(Problem requirements):
Search each line below for "status", then return the lines where it appears.

(Collected data entries):
>>>>>
PR #1673, opened 2021-12-28
fix(lsp): Use VerificationStarted instead of VerificationInProgress

cpitclaudel:
This last published version of the Dafny extension displays nothing if it receives an
unknown compilation status.  Repurposing the existing VerificationStarted status
plays nicer with older versions of the extension.

Reported-by: @keyboardDrummer
Suggested-by: @MikaelMayer


MikaelMayer (approved):
In a second step, we should make the IDE not publish any unknown status, so that one day we can revert this commit.

PR #1674, opened 2021-12-28
chore: enable test reports

fabiomadge:
`test-report.yaml` will not run smoothly until we give it some files. This might do the trick. Otherwise I propose disabling it for the time being.


keyboardDrummer (commented):
What is change you've made that you're hoping will produce an effect?

fabiomadge:
We now actually produce logs again when running the integration tests. We also let the reporting script handle downloading the correct artifact, which didn’t work before. This part isn’t tested, so it still might not work.

keyboardDrummer:
Is it possible to fully test this on your own fork?

fabiomadge:
No, it isn't, but I’ll set up a different testing org for other CI experiments I want to do.

fabiomadge:
Confirmed to work in a separate repo.

keyboardDrummer (approved):

PR #1675, opened 2021-12-30
Hello.dfy Testfile for Python compiler.

prvshah51:


Test/comp/Hello.dfy
```diff
@@ -10,4 +11,4 @@ method Main() {
   print "x is ", x, "\n";
   var y := false;
   print "y is ", y, "\n";
-}
+}
```
fabiomadge, line 14: I think the majority of the existing files have the \n at the end.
<<<<<
(Solution):
unknown compilation status.  Repurposing the existing VerificationStarted status
In a second step, we should make the IDE not publish any unknown status, so that one day we can revert this commit.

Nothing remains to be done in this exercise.